PR #1365, opened 2015-01-08
[Sprint: 41] XD-2562 Fixing dependency issues for running tests in STS

trisberg:


gradle/build-hadoop-distros.gradle
```diff
@@ -28,6 +28,7 @@ project('spring-xd-hadoop:hadoop24') {
 		runtime ("org.apache.hadoop:hadoop-mapreduce-client-jobclient:$hadoop24Version")
 		runtime ("org.apache.hadoop:hadoop-streaming:$hadoop24Version")
 		runtime ("org.apache.hadoop:hadoop-yarn-common:$hadoop24Version")
+		configurations.runtime.exclude(group: 'org.xerial.snappy')
```
dturanski: These will not get picked up by the maven plugin. If they need to be excluded from the pom need to specify the modules explicitly

trisberg: These aren't "real" projects so not too worried about the pom, really would be better to not generate a pom at all.

trisberg: The only reason we need these excludes are for our tests to run in an IDE, so for the pom files we really don't need theese excludes

dturanski: I added the specific modules to excludes to fix spring-xd-dirt and spring-xd-test poms which are critical to spring-xd-module-parent  (also spring-xd-module and spring-xd-module-spi). As long as we can still run SingleNodeApplication from an external maven project. Unfortunately there are no automated tests for this.

build.gradle
```diff
@@ -996,27 +996,23 @@ project('spring-xd-test') {
 		compile "org.springframework.integration:spring-integration-amqp"
 		compile "org.springframework.integration:spring-integration-redis"
 		compile "org.springframework.integration:spring-integration-mqtt"
-		compile("org.springframework.data:spring-data-hadoop") {
-			exclude group: 'org.springframework.batch', module: 'spring-batch-core'
```
dturanski: You changed a lot of stuff here. Are the original exclusions preserved?

dturanski:
I ran ./gradlew install to build the spring-xd-module-parent pom and then ran the build for a couple of module projects. LGTM.

build.gradle
trisberg: I think the old excludes were an outdated list - matched the new excludes with what is in the spring-xd-hadoop module minus a few that we need to get the minicluster running for the tests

## What to produce
Output must consist only of the listing's lines from the first through the line with "dturanski: These will", reproduced word for word.

## Written response
PR #1365, opened 2015-01-08
[Sprint: 41] XD-2562 Fixing dependency issues for running tests in STS

trisberg:


gradle/build-hadoop-distros.gradle
```diff
@@ -28,6 +28,7 @@ project('spring-xd-hadoop:hadoop24') {
 		runtime ("org.apache.hadoop:hadoop-mapreduce-client-jobclient:$hadoop24Version")
 		runtime ("org.apache.hadoop:hadoop-streaming:$hadoop24Version")
 		runtime ("org.apache.hadoop:hadoop-yarn-common:$hadoop24Version")
+		configurations.runtime.exclude(group: 'org.xerial.snappy')
```
dturanski: These will not get picked up by the maven plugin. If they need to be excluded from the pom need to specify the modules explicitly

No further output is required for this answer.